How do we register elements for observation?

There are two ways an element can be registered for observation. The first way is explicitly via the elementtiming HTML attribute. Having this attribute set will signal the browser to expose render timing information for this element (its source image, background image, and/or text). It should be noted that setting the elementtiming attribute does not work retroactively: once an element has loaded and is rendered, setting the attribute will have no effect. Thus, it is strongly encouraged to set the attribute before the element is added to the document (in HTML, or if set on Javascript, before adding it to the document). Having the attribute implies that:

  • If the element is an image, there will be an entry for the image.
  • If the element is affected by (possibly multiple) background images, there will be one entry for each of those background images.
  • If the element is associated to at least one text node, there will be one entry for the group of associated text nodes.

The second way is implicitly: when the element content takes a large portion of the viewport at the time it is first displayed. That is, when an image (which could also be a background-image) occupies a large portion of the viewport, then an entry is dispatched for it. Similarly, when the area occupied by the text nodes associated to an element is large, then an entry is dispatched for that group of text. We register a subset of images and text by default to allow RUM analytics providers to gather information without having to request HTML changes from sites.

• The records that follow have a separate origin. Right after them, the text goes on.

PR #2966, opened 2015-01-26
test(*): enforce go fmt

### LINKED ISSUE #2412: "make test-style" should use "gofmt -l" to verify formatting
In our coding standards we ask for all go code to be run through `gofmt`. We could probably enforce this using `gofmt -l ./...` and checking the output or return code in the appropriate Makefiles.

### LINKED ISSUE #2827: Additional checks for go code
I found this script https://gist.github.com/hailiang/0f22736320abe6be71ce that could complement the existing checks in go:

1. [gofmt](http://golang.org/cmd/gofmt/)
2. [goimports](https://github.com/bradfitz/goimports)
3. [golint](https://github.com/golang/lint)
4. [go vet](http://golang.org/cmd/vet)
5. [race detector](http://blog.golang.org/race-detector)
6. [test coverage] (http://blog.golang.org/cover)

bacongobbler:
This PR enforces and suggests that the codebase should follow a specific
style using a combination of `gofmt`, `golint` and `go vet`. `gofmt` is
enforced; the latter are suggested and displayed.

deis/publisher also now uses `godep go build` to build the binary,
similar to our other components.

closes #2827
closes #2412


bacongobbler:
ha, case and point ;)

carmstrong:
Code LGTM, but change should probably be separated into 3 commits as discussed:
* Changing publisher over to Godep
* Removing the client.yaml code
* Enforcing gofmt

bacongobbler:
We missed that there was a 4th change in here, which was to remove the logspout Dockerfile which we no longer use.

mboersma:
The publisher fix here is the important one. Ideally these would be separate PRs, but I'm fine with all the changes. Code LGTM.

carmstrong:
:ship:

PR #2968, opened 2015-01-27
feat(coreos): daily cleanup of docker images

aledbf:
This script runs every day at midnight. It removes stopped containers and unused images.
Also removes older application images leaving only the last 4 versions.

### DIFF
--- a/contrib/coreos/user-data.example
+++ b/contrib/coreos/user-data.example
@@ -74,6 +74,29 @@ coreos:
       [Service]
       Type=oneshot
       ExecStart=/bin/sh -c "sysctl -w net.netfilter.nf_conntrack_max=262144"
+  - name: daily-docker-cleanup.timer
+    command: start
+    content: |
+      [Unit]
+      Description=Daily docker cleanup timer
+
+      [Timer]
+      OnCalendar=daily
+      Persistent=true
+      Unit=daily-docker-cleanup.service
+
+      [Install]
+      WantedBy=timers.target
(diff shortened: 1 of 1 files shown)


carmstrong:
I'm hesitant to automatically run any sort of destructive operations. I think I'd personally prefer that this be installed but not started - we can provide some documentation in "Managing Deis" for folks who want to run this.

mboersma:
I'm first going to try using `docker-cleanup.sh` on our test nodes, to avoid the downtime we sometimes have for exactly this purpose.

carmstrong:
> I'm first going to try using docker-cleanup.sh on our test nodes

:thumbsup:

aledbf:
@carmstrong well, the point of this PR is to not run the cleanup manually :)
How do you suggest that I modify this PR?
Removing the timer and indicate the use of the script in "Managing Deis" is enough?

carmstrong:
> How do you suggest that I modify this PR?
> Removing the timer and indicate the use of the script in "Managing Deis" is enough?

Ah, didn't realize it was a `.timer` service. With a normal unit, simply removing `command: start` would be enough (as this just installs the service to systemd), but I imagine installing a timer service essentially activates ("starts") it.

carmstrong:
> Removing the timer and indicate the use of the script in "Managing Deis" is enough?

Let's remove this from Deis itself and instead just put the unit and some documentation in the docs. We now have a page that would be great for this - http://docs.deis.io/en/latest/managing_deis/disk_usage/

PR #2971, opened 2015-01-27
feat(Vagrant): Manage specific instances

johanneswuerbach:
Allows to start or stop specific instances in a Vagrant cluster.
Example:
`INSTANCE_IDS=1,2 vagrant halt` will shut down deis-1 and deis-2

This simplifies manual HA testing with a local Vagrant cluster.

### DIFF
--- a/Vagrantfile
+++ b/Vagrantfile
@@ -15,6 +15,7 @@ CONFIG = File.join(File.dirname(__FILE__), "config.rb")
 # Defaults for config options defined in CONFIG
 $num_instances = 1
 $update_channel = ENV["COREOS_CHANNEL"] || "stable"
+$instance_ids = ENV["INSTANCE_IDS"]
 $enable_serial_logging = false
 $vb_gui = false
 $vb_memory = 1024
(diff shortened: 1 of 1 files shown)


carmstrong:
Code LGTM, although we'll want to manually test this.

johanneswuerbach:
Sure. I currently testing ceph issues (losing a single instance), but wanted to PR this already.

Now it's easier to test what happens when an instance is replaced:
```bash
make dev-cluster
INSTANCE_IDS=3 vagrant destroy --force # hard kill an instance or vagrant halt to gracefully stop
INSTANCE_IDS=4 vagrant up # add a new one to the cluster
```

bacongobbler:
vagrant has this built into the client:

`vagrant halt deis-3`

I don't think this is necessary unless this resolves a different problem.

johanneswuerbach:
Oh, I didn't know that you could specify an instance. If there is also a way to start `deis-4` and add it to the cluster, this PR can be closed.

carmstrong:
> If there is also a way to start deis-4 and add it to a running cluster, this PR can be closed.

That's the main benefit as I see it.

mboersma:
> If there is also a way to start deis-4 and add it to a running cluster...

You can `export NUM_INSTANCES=4` instead of 3 and do `vagrant up` in that case. Only the new node will be provisioned. But that doesn't give you the specific control over the instance IDs that your PR does. I like this but I'm not convinced it's that generally useful.

carmstrong:
> I like this but I'm not convinced it's that generally useful.

I'm in agreement on this one - specifying the instance IDs is pretty straightforward.

PR #2973, opened 2015-01-27
feat(ec2/cloudformation): Select SSD EBS volumes by default

ianblenke:
This enables a CloudFormation parameter named EC2EBSVolumeType that may
be one of: 'gp2' for SSD, 'io1' for guaranteed IOPs, or 'standard' for magnetic

### DIFF
--- a/contrib/ec2/deis.template.json
+++ b/contrib/ec2/deis.template.json
@@ -78,6 +78,13 @@
       "AllowedValues" : [ "PV", "HVM" ],
       "ConstraintDescription" : "must be either PV or HVM"
     },
+    "EC2EBSVolumeType" : {
+      "Description" : "EC2 EBS VolumeType",
+      "Type": "String",
+      "Default": "gp2",
+      "AllowedValues" : [ "gp2", "io1", "standard" ],
+      "ConstraintDescription" : "must be either 'gp2' for SSD, 'io1' for guaranteed IOPs, or 'standard' for magnetic"
+    },
     "AssociatePublicIP": {
       "Description": "Whether to associate a public IP address to the instances",
       "Type": "String",
@@ -251,11 +258,11 @@
         "BlockDeviceMappings" : [
           {
             "DeviceName" : { "Fn::FindInMap": [ "RootDevices", { "Ref": "EC2VirtualizationType" }, "Name" ] },
-            "Ebs" : { "VolumeSize" : "50" }
+            "Ebs" : { "VolumeSize" : "50", "VolumeType": { "Ref": "EC2EBSVolumeType" } }
           },
           {
             "DeviceName" : "/dev/xvdf",
-            "Ebs" : { "VolumeSize" : "100" }
+            "Ebs" : { "VolumeSize" : "100", "VolumeType": { "Ref": "EC2EBSVolumeType" } }
           }
         ]
       }


carmstrong:
Holy crap - the default has been `standard` this whole time!! http://docs.aws.amazon.com/AWSEC2/latest/APIReference/API_CreateVolume.html
http://docs.aws.amazon.com/AWSEC2/latest/UserGuide/EBSVolumeTypes.html

That means we were using *magnetic* storage this whole time. Also, general purpose isn't as costly as provisioned iops: http://aws.amazon.com/ebs/pricing/

Good find, @ianblenke! Code LGTM.

johanneswuerbach:
Wouldn't it make sense to use the instance store from everything but `/var/lib/docker` and ceph instead of an EBS? m3.large have a 32GB SSD, which is free and removes any kind of failures because of bad network.

carmstrong:
> Wouldn't it make sense to use the instance store from everything but /var/lib/docker and ceph instead of an EBS? m3.large have a 32GB SSD, which is free and removes any kind of failures because of bad network.

The SSD is 32GB, but due to how the drive is partitioned, the root partition is only 8GB. You can confirm to see if that's still the case, but I suspect it is. We moved to an EBS-backed root volume in ff24d62c43f0724c7ba47e13bc3cbb48809bec04.

mboersma:
```console
core@ip-10-21-2-33 ~ $ mount | grep ssd
/dev/xvda9 on / type btrfs (rw,relatime,ssd,space_cache)
/dev/xvdf on /var/lib/docker type btrfs (rw,relatime,ssd,space_cache)
```
I also deployed v1.2.2 and tested some apps, everything looks good using SSD volumes as expected. LGTM!

contrib/ec2/deis.template.json
```diff
@@ -78,6 +78,13 @@
       "AllowedValues" : [ "PV", "HVM" ],
       "ConstraintDescription" : "must be either PV or HVM"
     },
+    "EC2EBSVolumeType" : {
+      "Description" : "EC2 EBS VolumeType",
+      "Type": "String",
+      "Default": "gp2",
+      "AllowedValues" : [ "gp2", "io1", "standard" ],
```
carmstrong: I don't think we can support `io1` here, as another parameter `Iops` would be required in that case: http://docs.aws.amazon.com/AWSCloudFormation/latest/UserGuide/aws-properties-ec2-blockdev-template.html

ianblenke: Yep, you are absolutely correct. We could wrap that in an Fn::If. Will need to TDD that. Have some rspec ready (really need to blog about it soon), will give it a try.

ianblenke: Also note: if we allow io1, it is also important to modify the autoscaling group's launch configuration to enable provisioned IOPs, or you're not getting the dedicated gig-e iSCSI interface to the provisioned IOPs EBS volumes which results in pretty much the same performance on the EBS volume had you not enabled IOPs on the volume at all

gabrtv:
LGTM, see no reason we shouldn't allow for the other volume types.

contrib/ec2/deis.template.json
carmstrong: Maybe we simplify this by just hard-coding `gp2`, and if folks want to use provisioned iops they can hack the template with the necessary values?

carmstrong:
I added a commit to remove iops as an option - see #3065. If a user really wants to support that, they can mess with the template :)

PR #2976, opened 2015-01-28
Add enforceHttps support

### LINKED ISSUE #2838: feat(router): Add HTTP to HTTPs redirect
This was attempted in #2635 and again in #2782, but the implementation in those PRs doesn't seem to work. This is a desired feature, so I wanted to track it separately so it wasn't lost.

I've attempted this myself, but it appears the `server` blocks keep conflicting in the nginx template. After several failed attempts at this, I resorted to [asking StackOverflow](http://stackoverflow.com/a/27711250/644992) for help. An answer seems worthy of attempting, but I haven't had the time to get back to this, and likely will be working on other things for the next Deis release.

I wanted to document this so hopefully someone else can pick it up.

ianblenke:
feat(router/enforceHttps): Allow https enforcement

Setting /deis/router/enforceHttps to anything other than "false" will result in any requests to http being redirected to https

closes #2838

### DIFF
--- a/router/image/templates/nginx.conf
+++ b/router/image/templates/nginx.conf
@@ -127,6 +127,7 @@ http {
 
     ## start service definitions for each application
     {{ $useSSL := or .deis_router_sslCert "false" }}
+    {{ $enforceHttps := or .deis_router_enforceHttps "false" }}
     {{ $domains := .deis_domains }}{{ range $service := .deis_services }}{{ if $service.Nodes }}
     upstream {{ Base $service.Key }} {
         {{ range $upstream := $service.Nodes }}server {{ $upstream.Value }};
@@ -156,6 +157,12 @@ http {
             proxy_set_header            Connection        $connection_upgrade;
 
             proxy_next_upstream         error timeout http_502 http_503 http_504;
+
+            {{ if ne $enforceHttps "false" }}
+            if ($http_x_forwarded_proto != "https") {
+              rewrite ^(.*)$ https://$host$1 permanent;
+            }
+            {{ end }}
 
             add_header                  X-Deis-Upstream   $upstream_addr;
 


router/image/templates/nginx.conf
```diff
@@ -157,6 +158,12 @@ http {
 
             proxy_next_upstream         error timeout http_502 http_503 http_504;
 
+            {{ if ne $enforceHttps "false" }}
```
bacongobbler: This is a double negative. `{{ if $enforceHttps }}` should work

ianblenke: Completely agree. Fixing now.

ianblenke: As a followup, just above this section, there is:

    {{ if ne $useSSL "false" }}

This is the reason I had used this method of comparison, the other similar references in this template used this same "trick". Is it idiomatic? Is it necessary? If the bare case works, I'm fine with the clearer expression.

bacongobbler: IMO it's more clear to be explicit about true rather than false, so either checking if the key exists (`{{ if $enforceHttps }}`) or if the key is set explicitly to "true" (`{{ if eq $enforceHttps "true" }}`) is preferred.

We should've used that for the other key values, but that's a behavioural change so we can't change it now.

aledbf: @bacongobbler just in case the $enforceHttps returns a string that's why the comparison is required. 
Unless the actual value is not important and only the existence of the key indicates the use of a "feature".

bacongobbler: that's what I said :)

aledbf: @bacongobbler sorry I didn't saw your last comment when I submitted :)

carmstrong:
@ianblenke Do you think this variable should redirect traffic for the controller too? It's probably just a case of adding the code to that upstream, too, right?

ianblenke:
Yes. I think that it should redirect traffic for the controller too. That's how we have it setup for our use, it enforces HTTPS for all HTTP traffic from the ELB. Didn't I work that into this PR? Hrm.

carmstrong:
> Didn't I work that into this PR?

Doesn't appear so from the code (I would think we'd have to also configure it in the controller upstream), but I can manually verify.

carmstrong:
I'll take this over in #3075. Thanks @ianblenke!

TODO: fix implicit registration.

Image considerations

We define the image rendering timestamp as the next paint that occurs after the image has become fully loaded. This is important to distinguish as progressively rendered images may have multiple initial renderings before the image has even been fully received by the user agent.

Allowing third-party origins to measure the time an arbitrary image resource takes to render could expose sensitive information such as whether a user is logged into a website. Therefore, for privacy and security reasons, the image rendering timestamp is only exposed in entries corresponding to resources that pass the timing allow check. However, to enable a more holistic picture, the rest of the information is exposed for arbitrary images.

Text considerations

We say that a text node belongs to its containing block. This means that an element could have 0 or many associated text nodes with it.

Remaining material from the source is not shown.